### What is expected
Some entries follow. Reproduce exactly the lines starting at the one with "in the future." and stopping after the one with "So how about".

BEGIN Records provided

PR #988, opened 2025-03-06
chore: use PEP 639 licenses (METADATA 2.4)

henryiii:
Supported now.


.readthedocs.yml
```diff
@@ -13,6 +13,7 @@ build:
     - asdf plugin add uv
     - asdf install uv latest
     - asdf global uv latest
+    - touch extern/histogram/LICENSE
```
henryiii, line 16:
```suggestion
```

PR #1001, opened 2025-04-15
ci: add Windows ARM

henryiii:
Adding ARM wheels.


mattip:
Cool! windows-11-arm64 runners!

henryiii:
@mattip does that mean we'll get PyPy for Windows ARM? :)

henryiii:
And numpy, actually...

mattip:
NumPy starts with OpenBlas, and someone contributed a batch file for win-arm64 so that might happen soon. Pypy has so many problems with windows i dont know if it is worth it,

PR #1002, opened 2025-04-17
chore: use `np.s_` for `Slicer`

pfackeldey:
This replaces the custom `Slicer` class logic with `np.s_`. For backward compatibility I made `Slicer()` return `np.s_` and added a note in the doc string.


henryiii:
@all-contributors please add @pfackeldey for code

pfackeldey:
Thanks @henryiii, somehow I missed the usage of it in the tests!

henryiii:
Thanks!

Issue #83, opened 2019-08-26
Support for multiple weight variations


douglasdavis:
A [feature](https://pygram11.readthedocs.io/en/stable/api/var1dmw.html) I recently implemented in pygram11 allows an array of input data to be histogrammed with multiple weight variations in a single function call. In ATLAS (and I'm sure most HEP experiments) we carry around _a lot_ of MC generator weights and derive uncertainties from many scale factor variations-- in the downstream parts of an analysis we end up comparing a histogrammed variable using one set of weights to the same variable histogrammed with a different weight variation. For a histogram with non-fixed width binning there's actually a nice speedup from avoiding repeating the binary search to grab the necessary bin index.

I'm not sure how this might fit into the object-focused design of boost-histogram, but I just wanted to mention it as an idea for a feature-- perhaps if there ends up being some kind of factory to create histograms from a function call which has the data to be histogrammed as an argument.

HDembinski:
If I understand you correctly, you want to store not only one sum of weights for each histogram cell, but several sums of weights. It is possible to achieve this with the current machinery, by writing a special cell accumulator and using the `sample` argument for the fill method.

> perhaps if there ends up being some kind of factory to create histograms from a function call which has the data to be histogrammed as an argument.

The new fill method allows you pass arrays with the input data. It is not a factory, so you first generate the histogram and then pass the data, but we could easily add a function which does these two steps with a single call.

HDembinski:
I will think about adding an example to the user guide about this. I don't have many examples yet for custom accumulators that use samples.

HDembinski:
Thinking more about it, it is probably even more straight-forward to support this. The default weight type in boost::histogram is double, but this can be replaced by another multi-weight type. The type has to be additive, multiplicative, and broadcastable.

HDembinski:
@douglasdavis How many weights do you need to keep track of simultaneously? 2, 4, 16?

henryiii:
I think @douglasdavis simply wants this:

```python
h = bh.histogram(bh.axis.regular(10,0,1), storage=bh.storage.double)
h.fill([1,2,3], weight=[1,1,1])
h.fill([1,2,3], weight=[2,2,2])
h.fill([1,2,3], weight=[3,3,3])
```

To be expressible as:

```python
h = bh.histogram(bh.axis.regular(10,0,1), storage=bh.storage.double)
h.fill([1,2,3], weights=[[1,1,1], [2,2,2], [3,3,3]])
```

[...]

PR #1008, opened 2025-05-26
Multi weight storage

Superharz:
This PR adds a multi weight storage type (called `MultiWeight`) to boost-histogram. It addresses #83 and is bases on a prototype provided by @HDembinski in https://github.com/boostorg/histogram/issues/211.

It allows one to create a histogram that can store multiple independent weights per bin (the number of weights per bin has to be specified when creating the histogram).
## Example
Create and fill a 1 dim histogram that stores 3 weights per bin:
```
import boost_histogram as bh
import numpy as np
x = np.array([1, 2])
weights = np.array([
        [1, 2, 3],
        [4, 5, 6]
    ])
h = bh.Histogram(bh.axis.Regular(5, 0, 5), storage = bh.storage.MultiWeight(3))
h.fill(x, sample = weights)

h[1] = [1, 2, 3]
h[2] = [4, 5, 6]
```

## Status of this PR
The MultiWeight histograms can be created in python and they can be filled.
Pickle also works.

The buffer and view for the histograms has yet to be implemented.


Superharz:
`h.values()` does not work yet.
However, the important part (for me) is to fill the histograms not to retrieve the data from them.
At the end, the data can be converted into a numpy array by a small loop over the histogram:

For a 8*8 2D histogram `h` with 20k weights:
```python
a = np.zeros((8,8, 20000))
for i in range(8):
    for j in range(8):
        a[i,j] = np.array(h[i,j])
```

include/bh_python/fill.hpp
```diff
@@ -212,6 +212,36 @@ void fill_impl(bh::detail::accumulator_traits_holder<true, const double&>,
...
+// for multi_weight
+template <class Histogram, class VArgs>
+void fill_impl(bh::detail::accumulator_traits_holder<false, boost::span<double>>,
+               Histogram& h,
+               const VArgs& vargs,
+               const weight_t& weight,
+               py::kwargs& kwargs) {
+    // weight is not used, "use" it once to suppress "unused variable" complaints by
+    // compiler
+    (void)weight;
```
HDembinski, line 224: You can use https://www.boost.org/doc/libs/latest/libs/core/doc/html/core/ignore_unused.html to make it self-explanatory.

include/bh_python/multi_weight.hpp
```diff
@@ -0,0 +1,271 @@
...
+#include <boost/histogram.hpp>
+#include <boost/histogram/detail/iterator_adaptor.hpp>
+#include <iostream>
+#include <memory>
+
+namespace boost {
+namespace histogram {
+
+template <class T>
+struct multi_weight_value : public boost::span<T> {
```
HDembinski, line 16: The naming is misleading. This inherits from boost::span, which is a view type, but the name `X_value` suggest it is a value type. A value type holds its data, while a view does not. So this is a multi_weight_span or multi_weight_view. Probably the latter.

include/bh_python/multi_weight.hpp
```diff
@@ -0,0 +1,271 @@
...
+            *it++ += x;
+    }
+    void operator+=(const boost::span<T> values) {
+        if(values.size() != this->size())
+            throw std::runtime_error("size does not match");
+        auto it = this->begin();
+        for(const T& x : values)
+            *it++ += x;
+    }
+    void operator=(const std::vector<T> values) {
```
HDembinski, line 48: Also here, why not use a span?

include/bh_python/multi_weight.hpp
```diff
@@ -0,0 +1,271 @@
...
+        for(const T& x : values)
+            *it++ = x;
+    }
+};
+
+template <class ElementType = double>
+class multi_weight {
+  public:
+    using element_type    = ElementType;
+    using value_type      = multi_weight_value<element_type>;
```
HDembinski, line 61: That's not a value type, because multi_weight_value is a view.

include/bh_python/multi_weight.hpp
```diff
@@ -0,0 +1,271 @@
...
+        } else {
+            w.assign(buffer_.get(), buffer_.get() + buffer_length_);
+            ar& make_nvp("buffer", w);
+        }
+    }
+
+  public:
+    std::size_t size_          = 0;
+    std::size_t nelem_         = 0;
+    std::size_t buffer_length_ = 0;
```
HDembinski, line 187: Some comments are needed to explain these sizes. It seems there should be only two, not three.

Superharz: You are correct. I added `buffer_length_ = size_ * nelem_` to not always have to type `size_ * nelem_` in the code

include/bh_python/multi_weight.hpp
HDembinski: You should make a multi_weight_base with common code for all of these, like the operators.

include/bh_python/multi_weight.hpp
```diff
@@ -0,0 +1,271 @@
...
+    }
+};
+
+template <class ElementType = double>
+class multi_weight {
+  public:
+    using element_type    = ElementType;
+    using value_type      = multi_weight_value<element_type>;
+    using reference       = value_type;
+    using const_reference = const value_type&;
```
HDembinski, line 63: That does not work, the const_reference must be its own type, similar to reference, but prevent manipulation of its content.

include/bh_python/register_histogram.hpp
```diff
@@ -211,3 +211,193 @@ auto register_histogram(py::module& m, const char* name, const char* desc) {
...
+                   py::self /= py::self);
+    def_optionally(hist,
+                   bh::detail::has_operator_rmul<histogram_t, histogram_t>{},
+                   py::self *= py::self);
+    def_optionally(hist,
+                   bh::detail::has_operator_rsub<histogram_t, histogram_t>{},
+                   py::self -= py::self);
+#ifdef __clang__
+#pragma GCC diagnostic pop
+#endif
```
HDembinski, line 290: Boost has nice macros for this, please use them.

include/bh_python/multi_weight.hpp
HDembinski: Still better to compute this on the fly. If it bothers you, you can make a method to return the product and call it capacity. It will be inlined by the optimizer.

include/bh_python/multi_weight.hpp
```diff
@@ -0,0 +1,271 @@
...
+            ar& make_nvp("buffer", w);
+        }
+    }
+
+  public:
+    std::size_t size_          = 0;
+    std::size_t nelem_         = 0;
+    std::size_t buffer_length_ = 0;
+    std::unique_ptr<element_type[]> buffer_;
+    std::unique_ptr<value_type[]> span_buffer_;
```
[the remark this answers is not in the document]
HDembinski: What I wrote in another comment: implement const_reference as another span-type, analog to your current multi_weight_value, which is also a view type. In the const_reference version, you must disallow modification, so no operator=, operator+=, etc., and only const reference access to elements.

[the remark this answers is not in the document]
HDembinski: Yes, that's a bit annoying, but writing C++ on this level is a bit like making legal contracts.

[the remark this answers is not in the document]
HDembinski: You can find some inspiration when you look into the implementation of unlimited_storage.hpp. You will see that the storage has implementations for a reference and const_reference type. Fortunately, yours will be much simpler.

include/bh_python/multi_weight.hpp
```diff
@@ -0,0 +1,271 @@
...
+
+    template <class T                                               = element_type,
+              std::enable_if_t<!std::is_arithmetic<T>::value, bool> = true>
+    void default_fill() {}
+
+    template <class T                                              = element_type,
+              std::enable_if_t<std::is_arithmetic<T>::value, bool> = true>
+    void default_fill() {
+        std::fill_n(buffer_.get(), buffer_length_, 0);
+    }
```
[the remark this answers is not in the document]
HDembinski: Ok, that is true, but I believe that the element_type in this case is always an arithmetic type, we don't use objects as weights in the library, only floating point types.

include/bh_python/fill.hpp
```diff
@@ -212,6 +212,36 @@ void fill_impl(bh::detail::accumulator_traits_holder<true, const double&>,
...
+    std::size_t buf_shape0 = static_cast<std::size_t>(buf.shape[0]);
+    std::size_t buf_shape1 = static_cast<std::size_t>(buf.shape[1]);
+    double* src            = static_cast<double*>(buf.ptr);
+    std::vector<boost::span<double>> vec_s;
+    vec_s.reserve(buf_shape0);
+    for(std::size_t i = 0; i < buf_shape0; i++) {
+        vec_s.emplace_back(boost::span<double>{src + i * buf_shape1, buf_shape1});
+    }
+    // releasing gil here is safe, we don't manipulate refcounts
+    py::gil_scoped_release lock;
```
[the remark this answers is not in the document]
Superharz: Resolved by d05f7a7

include/bh_python/multi_weight.hpp
```diff
@@ -0,0 +1,271 @@
...
+    static constexpr bool has_threading_support() { return false; }
+
+    multi_weight(const std::size_t k = 0)
+        : nelem_{k} {}
+
+    multi_weight(const multi_weight& other)
+        : nelem_{other.nelem_} {
+        reset(other.size_);
+        std::copy(
+            other.buffer_.get(), other.buffer_.get() + buffer_length_, buffer_.get());
```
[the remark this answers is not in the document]
Superharz: Resolved by 91d6601

include/bh_python/multi_weight.hpp
Superharz: Resolved by 91d6601

include/bh_python/multi_weight.hpp
```diff
@@ -0,0 +1,271 @@
...
+        buffer_length_ = n * nelem_;
+        buffer_.reset(new element_type[buffer_length_]);
+        default_fill();
+        span_buffer_.reset(new value_type[size_]);
+        std::size_t i = 0;
+        std::generate_n(span_buffer_.get(), size_, [&]() {
+            auto tmp_span = value_type{buffer_.get() + i * nelem_, nelem_};
+            i++;
+            return tmp_span;
+        });
```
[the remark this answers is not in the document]
Superharz: Resolved by 91d6601

include/bh_python/multi_weight.hpp
```diff
@@ -0,0 +1,271 @@
...
+    }
+
+    bool operator==(const boost::span<T> values) const {
+        if(values.size() != this->size())
+            return false;
+
+        return std::equal(this->begin(), this->end(), values.begin());
+    }
+    bool operator!=(const boost::span<T> values) const { return !operator==(values); }
+    void operator+=(const std::vector<T> values) {
```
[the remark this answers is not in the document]
Superharz: I have tried to address this in b2cffcf.
However, I can not template `+=` to accept a `class S` because this results in a huge compiler error message which says
```
/cvmfs/sft.cern.ch/lcg/views/LCG_107a/x86_64-el9-gcc14-opt/include/boost/histogram/detail/accumulator_traits.hpp:81:37: error: call of overloaded 'accumulator_traits_impl(boost::histogram::multi_weight_value<double>&, boost::histogram::detail::priority<2>)' is ambiguous
   81 |     decltype(accumulator_traits_impl(std::declval<T&>(), priority<2>{}));
```

include/bh_python/multi_weight.hpp
Superharz: Okay, if I understand your suggestion right, my idea would be to have
1.  `multi_weight_value` derived from a `std::vector` that adds assignment and sum operators
2.  `multi_weight_const_reference` derived from a `boost::span` that does not define any operators to modify the data
3. `multi_weight_reference` derived from `multi_weight_const_reference` that adds the assignment and sum operators

Should I better use a `std::valarray` instead of `std::vector`?

Superharz:
Hi @HDembinski,
I addressed the first batch of your comments.
For the remaining ones I need some input from your side on how to continue :)

include/bh_python/multi_weight.hpp
Superharz: Partially resolved by 91d6601.
Will be followed up in https://github.com/scikit-hep/boost-histogram/pull/1008#discussion_r2108396421.

include/bh_python/multi_weight.hpp
Superharz: @HDembinski I tried to address this with my latest commits.

HDembinski: Better not inherit, but use composition. A derivation implies an "is a" relationship, and that's not true. A multi_weight_value is not some kind of std::vector, not all of the methods of a standard vector make sense for a multi_weight_value.

HDembinski: > Btw, should it not be enough to define
> `using const_reference = const reference` (without the `&`)
> because this would automatically prohibit the use of any function that is not defined `const`?

Maybe. Usually, I had a reason why I did things in a certain way, but you might be right here. Implementing const_reference without the mutable methods and then inherit a reference from const_reference is cleaner, because then the methods that shouldn't be called aren't there. That being said, I can see the appeal of implementing only one kind of reference.

include/bh_python/multi_weight.hpp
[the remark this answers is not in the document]
HDembinski: You should get it to work with `boost::span`, because then it works with any contiguous memory container without a copy. Also it should be `const std::vector<T>& values` instead of `const std::vector<T> values`, the latter is passing by value so a copy is created even when the vector type matches exactly.

include/bh_python/multi_weight.hpp
HDembinski: Maybe we have to implement a copy-on-write mechanism here to meet the requirements, I don't know.

I think that's why this got stuck, the design wasn't clear.

HDembinski: > > Btw, should it not be enough to define
> > `using const_reference = const reference` (without the `&`)
> > because this would automatically prohibit the use of any function that is not defined `const`?
> 
> Maybe. Usually, I had a reason why I did things in a certain way, but you might be right here. Implementing const_reference without the mutable methods and then inherit a reference from const_reference is cleaner, because then the methods that shouldn't be called aren't there. That being said, I can see the appeal of implementing only one kind of reference.

Something was bothering me about this and so I checked. And I was right, you cannot implement a const reference like that, look:

```cpp
#include <boost/core/span.hpp>
#include <vector>
#include <cassert>

using mutable_span = boost::span<double>;
using const_span = const boost::span<double>; // not really const

const_span foo(const_span x) {
    x[1] = 0; // oopsie
    return x;
}

int main()
{
  std::vector<double> x = {1, 2, 3};
  
  mutable_span y = foo(x);

  y[0] = 0;

  assert(x[0] == 0); // oopsie
  assert(x[1] == 0); // oopsie
}
```

The `const` modifier on a value type (no &) doesn't prevent you from calling methods which mutate its contents. But even if that were true, there is no way in C++ to prevent initializing a mutable_span from a const_span, because you can also do:
```cpp
const double x = 3;
double y = x;
```

henryiii:
Upstream: https://github.com/boostorg/histogram/pull/411. I assume we can work on this, and move to upstream whenever that goes in and gets released. I've fixed up the clang-tidy recommendations, and started adding some of the missing things. I added `.nelem`, and added it to the repr. It also needs to support `.view`, `.values`, etc.

Superharz:
Commit 962b783 now adds functionality for the `reduce` and `project` algorithms for the multi weight storage by overloading how this storage is default constructed from a previous multi weight storage object.

This also enables slicing the histogram with a selection that only contains slices (this case uses directly the `reduce` algorithm from the c++ histograms).

Superharz:
Okay, tests now also run on Linux.

Superharz:
Should I also add a docs page solely dedicated to the `MultiWeight` storage to show some examples and maybe provide some benchmarks (e.g. how much computing time one can save with this storage in high statistics precision analysis)?

henryiii:
I'm curious, could we remap `weight=` in Python to `sample` in C++ for this storage? I'm fine with it as is, but just curious if that would work.

henryiii:
From a user's perspective, these are logically weights. They are not samples. So someone using boost-histogram would have to learn this peculiarity of implementation in order to use this feature, which they don't care about. Currently, these do the same thing:

```python
normal.fill(3, weight=2)
multi.fill(3, sample=[2])
```

We are implementing this ourselves, rather than wrapping something upstream, so I think we have flexibility to make this weight, and leave the fact we had to use `bh::sample` instead of `bh::weight` as an implementation detail. Maybe eventually this could even be fixed upstream? I'd say it's up to @HDembinski, though.

henryiii:
> argue here that this choice is not introducing other inconsistencies in the future.

That's why I think you should make the call here. From what you've said, it sounds like the detail that `sample` is used internally can be removed in the future, and we can cleanly swap to using it without a Python API change?

Superharz:
> I like the name MultiCell fine, I was more interested in the API for filling; `weight=[...]` fits with the API on all the other histograms better than using sample, which is an implementation detail. `MultiWeight` to me seems like it should behave more like the other storages with `Weight` in the name and track variances, which it does not.
> 
> So how about keeping the name `MultiCell`, but using the `weight=` keyword?

Hi @HDembinski and @henryiii, I have now implemented to use the `weight` keyword for `MultiCell` filling by simply switching the `sample` and `weight` input to the `hist.fill()` function.

This is only used on the high level `fill` function (the one in `histogram.py`), the low level `hist._hist.fill()` function still uses the `sample` keyword.

This allows the normal python user to use the `weight` keyword.

henryiii:
@all-contributors please add @Superharz for code

HDembinski:
Also from me, kudos to your endurance!

Superharz:
As a last request, I would like to kindly ask for a new boost-histogram release. I have some collaborators who would use the new histograms and it would be convenient if they would not have to self compile the module.

PR #1045, opened 2025-08-12
chore: adding Android wheels

henryiii:
Adding android wheels. Requires https://github.com/pypa/cibuildwheel/pull/2547.


mhsmith:
I don't see any obvious explanation in the log. Can the ImportError be improved to give more information?

PR #1057, opened 2025-11-05
feat: drop 3.9

henryiii:
Dropping 3.9, which is past EoL.


henryiii:
@copilot, please undo the change to StrEnum, and update the comment to state it is a Python 3.11 feature, not 3.10.

PR #1068, opened 2026-01-15
Avoid compiler warning: declaration of 'i' hides previous local declaration

Superharz:
When compiling boost-histogram on Windows, I get the following annoying warning:

```
\boost-histogram\include\bh_python\vector_string_caster.hpp(64,29): warning C4456: 
declaration of 'i' hides previous local declaration [\AppData\Local\Temp\tmpe4tm749r\build\_core.vcxproj]
    (compiling source file '/boost-histogram/src/register_axis.cpp')
        \boost-histogram\include\bh_python\vector_string_caster.hpp(59,25):
        see declaration of 'i'
```

I "fixed" it by renaming the inner iteration variable from `i -> j`

### DIFF
--- a/include/bh_python/vector_string_caster.hpp
+++ b/include/bh_python/vector_string_caster.hpp
@@ -61,10 +61,10 @@ struct type_caster<std::vector<std::string>>
             const auto n = strlen(p, step);
             std::string s;
             s.reserve(n);
-            for(std::size_t i = 0; i < n; ++i) {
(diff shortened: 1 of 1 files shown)


Superharz:
> I wonder if we can get warnings like that to fail the build on Windows in our CI?

I am sorry, but I don't have any expertise with CI builds.
I am only annoyed by warnings that are not caused by myself (as I often get enough of the later ones...)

END Records provided

### Solution for this exercise
> argue here that this choice is not introducing other inconsistencies in the future.

That's why I think you should make the call here. From what you've said, it sounds like the detail that `sample` is used internally can be removed in the future, and we can cleanly swap to using it without a Python API change?

Superharz:
> I like the name MultiCell fine, I was more interested in the API for filling; `weight=[...]` fits with the API on all the other histograms better than using sample, which is an implementation detail. `MultiWeight` to me seems like it should behave more like the other storages with `Weight` in the name and track variances, which it does not.
> 
> So how about keeping the name `MultiCell`, but using the `weight=` keyword?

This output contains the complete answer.